PR #766, opened 2017-01-12
Add .nomedia file to audio folders

### LINKED ISSUE #565: add .nomedia file to audio
i am on the fence about this one, but saw several complaints recently about it. i personally don't use my quran android audio as the audio on my device.

we should probably do this anyway for gapped audio.

any thoughts on whether or not we should also do this for gapless?

ozbek:
Fixes #565

### DIFF
--- a/app/src/main/java/com/quran/labs/androidquran/util/QuranFileUtils.java
+++ b/app/src/main/java/com/quran/labs/androidquran/util/QuranFileUtils.java
@@ -159,8 +159,8 @@ public class QuranFileUtils {
     return bitmap == null ? new Response(Response.ERROR_FILE_NOT_FOUND) : new Response(bitmap);
   }
 
-  private static boolean writeNoMediaFile(Context context) {
-    File f = new File(getQuranImagesDirectory(context) + "/.nomedia");
+  public static boolean writeNoMediaFile(String parentDir) {
+    File f = new File(parentDir + "/.nomedia");
     if (f.exists()) {
       return true;
     }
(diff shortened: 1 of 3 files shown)


ahmedre:
jazakAllah khairan - why not just put the code and add it within `AudioUtils.getLocalQariUrl()` (and `AudioManagerActivity`'s `download` method) - i think those are the only two places you'd need them? ideally there should be just one point - maybe change the latter to use `AudioUtils.getLocalQariUrl` and put the modification there?

ozbek:
Yeap, I will look into it.

app/src/main/java/com/quran/labs/androidquran/util/QuranFileUtils.java
```diff
@@ -159,8 +159,8 @@ public static Response getImageFromSD(Context context, String widthParam, String
     return bitmap == null ? new Response(Response.ERROR_FILE_NOT_FOUND) : new Response(bitmap);
   }
 
-  private static boolean writeNoMediaFile(Context context) {
-    File f = new File(getQuranImagesDirectory(context) + "/.nomedia");
+  public static boolean writeNoMediaFile(String parentDir) {
```
ozbek: @ahmedre: are you OK with this change? I'd like to re-use this method.

ahmedre: yep that's cool with me

ozbek:
>put the code and add it within `AudioUtils.getLocalQariUrl()`

It appears, at the point when `getLocalQariUrl()` is called for the first time, the directory structure may not have been populated yet. Hence, `QuranFileUtils.writeNoMediaFile()` fails to create the file (because the parent folder does not exist yet).

>(and `AudioManagerActivity`'s download method)

I could not figure out where in `AudioManagerActivity` to put the code.  It seems to use `AudioUtils.getQariUrl()`, but that method has same above issue as `getLocalQariUrl()`.

ozbek:
Please use #776.

PR #767, opened 2017-01-13
Remove QuranAyah

ahmedre:
QuranAyah was being used in many cases where SuraAyah should be used
instead. This patch replaces all those instances and removes QuranAyah.


ahmedre:
merging because it works and Travis is just timing out while running the ui tests.

PR #769, opened 2017-01-15
Added swipe-to-refresh in the translation manager view

### LINKED ISSUE #589: improve translation downloading screen
pull to refresh would be nice here since some people get empty cache files and can't get any data for ~1 week or without removing the cache file.

hosainnet:
@ahmedre I left the package refactoring out of this for now

Fixes #589


ahmedre:
jazakAllah khairan

PR #771, opened 2017-01-16
Update bookmarks & tags contextual action bar

habibr:
I just add several translation lines for the bookmarks & tags bar which have not been added to the indonesian strings.

This might resolve the "weird translation" that pop up in the Bookmark bar for the recent pages.


ahmedre:
jazakAllah khairan

PR #772, opened 2017-01-16
Create sura_names.xml

habibr:
Preparing for indonesian surah names translation.

### DIFF
--- a/app/src/main/res/values-in/sura_names.xml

+-------+

> About this task
Show all lines in the entries above where the string "point" appears.

> Exercise output
jazakAllah khairan - why not just put the code and add it within `AudioUtils.getLocalQariUrl()` (and `AudioManagerActivity`'s `download` method) - i think those are the only two places you'd need them? ideally there should be just one point - maybe change the latter to use `AudioUtils.getLocalQariUrl` and put the modification there?
It appears, at the point when `getLocalQariUrl()` is called for the first time, the directory structure may not have been populated yet. Hence, `QuranFileUtils.writeNoMediaFile()` fails to create the file (because the parent folder does not exist yet).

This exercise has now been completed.